## Input material
[Start of Attachment]
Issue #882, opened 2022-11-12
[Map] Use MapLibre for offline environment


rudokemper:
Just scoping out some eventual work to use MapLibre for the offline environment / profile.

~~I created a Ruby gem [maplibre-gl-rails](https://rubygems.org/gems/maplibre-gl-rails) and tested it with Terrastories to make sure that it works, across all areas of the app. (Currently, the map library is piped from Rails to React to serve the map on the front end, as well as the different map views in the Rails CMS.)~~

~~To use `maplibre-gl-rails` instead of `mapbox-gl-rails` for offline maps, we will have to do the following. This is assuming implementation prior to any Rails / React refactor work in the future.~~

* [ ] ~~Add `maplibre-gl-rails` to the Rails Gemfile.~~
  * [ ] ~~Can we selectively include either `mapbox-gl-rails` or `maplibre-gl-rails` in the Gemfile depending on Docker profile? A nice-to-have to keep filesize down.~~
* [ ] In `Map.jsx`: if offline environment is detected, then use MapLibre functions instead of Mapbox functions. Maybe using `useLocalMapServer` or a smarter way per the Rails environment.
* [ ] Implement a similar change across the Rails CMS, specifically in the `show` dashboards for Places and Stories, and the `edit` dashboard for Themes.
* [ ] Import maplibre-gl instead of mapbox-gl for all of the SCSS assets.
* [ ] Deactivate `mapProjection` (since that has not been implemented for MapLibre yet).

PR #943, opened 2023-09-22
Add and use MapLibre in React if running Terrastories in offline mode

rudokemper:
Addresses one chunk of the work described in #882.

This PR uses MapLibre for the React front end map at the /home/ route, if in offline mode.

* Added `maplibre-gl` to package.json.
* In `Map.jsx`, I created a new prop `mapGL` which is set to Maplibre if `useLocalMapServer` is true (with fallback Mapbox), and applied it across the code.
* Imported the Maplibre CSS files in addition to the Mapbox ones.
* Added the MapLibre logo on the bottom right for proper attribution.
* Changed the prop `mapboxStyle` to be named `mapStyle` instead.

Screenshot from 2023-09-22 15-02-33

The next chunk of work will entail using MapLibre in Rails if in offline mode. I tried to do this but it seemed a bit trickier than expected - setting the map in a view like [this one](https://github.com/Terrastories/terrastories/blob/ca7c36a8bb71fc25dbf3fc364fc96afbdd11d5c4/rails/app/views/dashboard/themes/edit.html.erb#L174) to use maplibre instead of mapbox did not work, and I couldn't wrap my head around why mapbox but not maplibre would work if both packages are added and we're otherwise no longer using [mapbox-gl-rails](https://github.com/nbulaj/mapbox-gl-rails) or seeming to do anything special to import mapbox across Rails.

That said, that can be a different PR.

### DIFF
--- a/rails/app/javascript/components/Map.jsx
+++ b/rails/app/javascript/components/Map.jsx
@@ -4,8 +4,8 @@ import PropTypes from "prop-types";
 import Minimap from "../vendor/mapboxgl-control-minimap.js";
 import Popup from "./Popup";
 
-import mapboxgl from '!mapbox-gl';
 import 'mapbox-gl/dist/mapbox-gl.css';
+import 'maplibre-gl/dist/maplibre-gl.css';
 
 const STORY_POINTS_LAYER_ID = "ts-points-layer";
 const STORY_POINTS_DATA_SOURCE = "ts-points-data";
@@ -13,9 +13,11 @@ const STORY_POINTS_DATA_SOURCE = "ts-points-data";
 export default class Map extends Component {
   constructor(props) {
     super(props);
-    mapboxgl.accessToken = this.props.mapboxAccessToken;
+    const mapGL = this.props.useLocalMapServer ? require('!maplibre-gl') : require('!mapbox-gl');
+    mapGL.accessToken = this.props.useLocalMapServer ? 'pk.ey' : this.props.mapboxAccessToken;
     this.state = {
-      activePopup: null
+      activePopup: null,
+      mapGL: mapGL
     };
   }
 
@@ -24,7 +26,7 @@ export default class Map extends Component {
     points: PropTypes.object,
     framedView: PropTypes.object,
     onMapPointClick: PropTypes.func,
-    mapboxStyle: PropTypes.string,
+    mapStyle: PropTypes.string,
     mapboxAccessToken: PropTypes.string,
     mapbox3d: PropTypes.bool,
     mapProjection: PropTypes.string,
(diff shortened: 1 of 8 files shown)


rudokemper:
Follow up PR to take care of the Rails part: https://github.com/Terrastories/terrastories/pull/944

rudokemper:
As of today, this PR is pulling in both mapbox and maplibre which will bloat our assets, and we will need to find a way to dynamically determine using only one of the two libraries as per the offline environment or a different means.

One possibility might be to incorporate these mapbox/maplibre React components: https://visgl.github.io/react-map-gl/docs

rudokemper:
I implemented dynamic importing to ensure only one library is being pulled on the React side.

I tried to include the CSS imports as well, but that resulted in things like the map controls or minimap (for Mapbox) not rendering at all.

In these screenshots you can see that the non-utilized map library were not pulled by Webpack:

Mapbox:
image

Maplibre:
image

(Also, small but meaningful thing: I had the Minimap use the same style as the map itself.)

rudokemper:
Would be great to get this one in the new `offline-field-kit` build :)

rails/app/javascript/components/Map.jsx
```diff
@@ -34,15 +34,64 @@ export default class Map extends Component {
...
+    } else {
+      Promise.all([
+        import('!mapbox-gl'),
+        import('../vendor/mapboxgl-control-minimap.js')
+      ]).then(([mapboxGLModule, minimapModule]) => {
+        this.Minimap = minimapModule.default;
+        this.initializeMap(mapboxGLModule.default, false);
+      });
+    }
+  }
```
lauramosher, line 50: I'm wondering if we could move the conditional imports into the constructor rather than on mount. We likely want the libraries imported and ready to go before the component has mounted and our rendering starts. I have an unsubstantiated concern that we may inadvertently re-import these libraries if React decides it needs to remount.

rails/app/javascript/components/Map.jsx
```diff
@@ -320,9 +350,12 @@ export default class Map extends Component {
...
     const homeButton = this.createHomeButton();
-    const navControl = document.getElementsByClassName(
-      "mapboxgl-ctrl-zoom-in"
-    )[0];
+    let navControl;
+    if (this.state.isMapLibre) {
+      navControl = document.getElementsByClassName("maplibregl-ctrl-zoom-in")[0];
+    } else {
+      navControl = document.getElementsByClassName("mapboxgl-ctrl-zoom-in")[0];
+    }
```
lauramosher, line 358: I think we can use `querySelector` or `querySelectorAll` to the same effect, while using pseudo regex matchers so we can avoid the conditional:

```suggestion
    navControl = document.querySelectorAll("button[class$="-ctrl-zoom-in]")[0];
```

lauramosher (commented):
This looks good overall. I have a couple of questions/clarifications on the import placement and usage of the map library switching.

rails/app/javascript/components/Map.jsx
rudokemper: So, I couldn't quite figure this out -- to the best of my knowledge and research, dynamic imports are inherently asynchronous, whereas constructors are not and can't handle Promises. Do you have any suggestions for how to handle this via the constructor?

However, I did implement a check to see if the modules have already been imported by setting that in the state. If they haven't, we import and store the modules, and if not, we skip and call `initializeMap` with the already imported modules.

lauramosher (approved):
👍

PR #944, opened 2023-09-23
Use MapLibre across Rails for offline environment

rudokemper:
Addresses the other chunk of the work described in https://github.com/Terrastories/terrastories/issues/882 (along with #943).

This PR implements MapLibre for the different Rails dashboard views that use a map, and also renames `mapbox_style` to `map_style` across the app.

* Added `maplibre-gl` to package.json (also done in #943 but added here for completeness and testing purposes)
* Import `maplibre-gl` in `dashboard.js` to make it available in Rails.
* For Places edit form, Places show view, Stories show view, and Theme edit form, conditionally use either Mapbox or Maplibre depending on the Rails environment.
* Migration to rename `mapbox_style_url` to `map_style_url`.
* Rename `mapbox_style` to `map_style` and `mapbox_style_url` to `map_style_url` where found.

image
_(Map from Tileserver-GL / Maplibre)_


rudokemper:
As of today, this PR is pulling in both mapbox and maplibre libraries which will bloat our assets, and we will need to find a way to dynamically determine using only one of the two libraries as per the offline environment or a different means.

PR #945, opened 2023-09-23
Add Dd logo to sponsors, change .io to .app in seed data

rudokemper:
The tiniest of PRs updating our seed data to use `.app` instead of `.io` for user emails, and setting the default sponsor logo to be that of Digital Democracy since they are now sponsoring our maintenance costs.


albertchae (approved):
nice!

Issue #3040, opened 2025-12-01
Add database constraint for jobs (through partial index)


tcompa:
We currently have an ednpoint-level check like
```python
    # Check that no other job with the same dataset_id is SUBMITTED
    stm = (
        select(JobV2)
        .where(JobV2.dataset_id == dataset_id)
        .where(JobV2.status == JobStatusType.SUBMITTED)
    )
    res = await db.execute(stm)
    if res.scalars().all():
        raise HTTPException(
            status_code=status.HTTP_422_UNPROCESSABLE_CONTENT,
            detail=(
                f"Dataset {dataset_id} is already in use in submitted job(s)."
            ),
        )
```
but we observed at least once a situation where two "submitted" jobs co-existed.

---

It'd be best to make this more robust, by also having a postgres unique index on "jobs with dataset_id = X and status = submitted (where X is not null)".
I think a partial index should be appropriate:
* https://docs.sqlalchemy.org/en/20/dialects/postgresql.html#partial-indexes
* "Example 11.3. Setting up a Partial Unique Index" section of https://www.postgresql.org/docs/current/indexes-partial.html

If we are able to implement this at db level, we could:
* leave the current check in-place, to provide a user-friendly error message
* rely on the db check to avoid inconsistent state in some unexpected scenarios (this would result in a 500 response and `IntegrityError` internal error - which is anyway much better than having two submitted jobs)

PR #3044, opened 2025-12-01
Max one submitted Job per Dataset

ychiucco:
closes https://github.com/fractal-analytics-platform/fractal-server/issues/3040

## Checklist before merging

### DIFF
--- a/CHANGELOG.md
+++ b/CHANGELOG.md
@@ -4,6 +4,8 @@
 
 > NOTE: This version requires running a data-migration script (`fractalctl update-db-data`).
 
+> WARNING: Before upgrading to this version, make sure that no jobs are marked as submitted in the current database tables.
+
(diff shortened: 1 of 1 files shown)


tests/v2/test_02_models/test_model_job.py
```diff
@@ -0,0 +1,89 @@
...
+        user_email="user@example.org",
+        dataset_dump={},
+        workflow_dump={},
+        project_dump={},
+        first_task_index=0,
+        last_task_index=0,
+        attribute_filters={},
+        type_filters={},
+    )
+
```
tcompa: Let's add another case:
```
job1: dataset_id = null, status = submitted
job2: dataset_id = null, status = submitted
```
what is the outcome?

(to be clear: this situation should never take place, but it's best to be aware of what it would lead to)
[End of Attachment]
[Start of Attachment]
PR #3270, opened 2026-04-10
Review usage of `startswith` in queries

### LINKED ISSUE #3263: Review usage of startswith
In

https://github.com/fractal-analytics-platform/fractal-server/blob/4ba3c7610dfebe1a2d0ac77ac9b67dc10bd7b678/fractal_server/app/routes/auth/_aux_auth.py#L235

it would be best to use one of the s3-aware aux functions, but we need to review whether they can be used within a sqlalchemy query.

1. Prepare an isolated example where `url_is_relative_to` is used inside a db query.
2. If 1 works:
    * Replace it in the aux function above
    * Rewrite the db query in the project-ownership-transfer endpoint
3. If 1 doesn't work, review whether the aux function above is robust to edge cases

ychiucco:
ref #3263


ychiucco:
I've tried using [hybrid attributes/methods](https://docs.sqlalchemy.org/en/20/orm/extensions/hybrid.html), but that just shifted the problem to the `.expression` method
[End of Attachment]
[Start of Attachment]
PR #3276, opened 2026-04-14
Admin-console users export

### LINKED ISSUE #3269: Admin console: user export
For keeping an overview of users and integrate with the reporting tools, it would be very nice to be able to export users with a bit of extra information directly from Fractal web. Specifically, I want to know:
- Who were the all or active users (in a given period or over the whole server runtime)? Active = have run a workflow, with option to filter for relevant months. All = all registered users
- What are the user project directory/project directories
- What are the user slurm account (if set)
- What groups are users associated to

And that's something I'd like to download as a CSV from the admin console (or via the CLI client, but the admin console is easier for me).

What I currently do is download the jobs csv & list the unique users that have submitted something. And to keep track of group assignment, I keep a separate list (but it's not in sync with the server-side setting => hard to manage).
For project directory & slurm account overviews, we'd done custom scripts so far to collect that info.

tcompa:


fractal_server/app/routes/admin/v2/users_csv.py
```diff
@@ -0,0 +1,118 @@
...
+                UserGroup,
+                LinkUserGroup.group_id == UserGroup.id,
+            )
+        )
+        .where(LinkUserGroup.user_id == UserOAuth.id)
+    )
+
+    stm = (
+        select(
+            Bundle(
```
[End of Attachment]
Scan the data for the string "constructor" and copy each line in which it occurs.

## Exercise output
   constructor(props) {
lauramosher, line 50: I'm wondering if we could move the conditional imports into the constructor rather than on mount. We likely want the libraries imported and ready to go before the component has mounted and our rendering starts. I have an unsubstantiated concern that we may inadvertently re-import these libraries if React decides it needs to remount.
rudokemper: So, I couldn't quite figure this out -- to the best of my knowledge and research, dynamic imports are inherently asynchronous, whereas constructors are not and can't handle Promises. Do you have any suggestions for how to handle this via the constructor?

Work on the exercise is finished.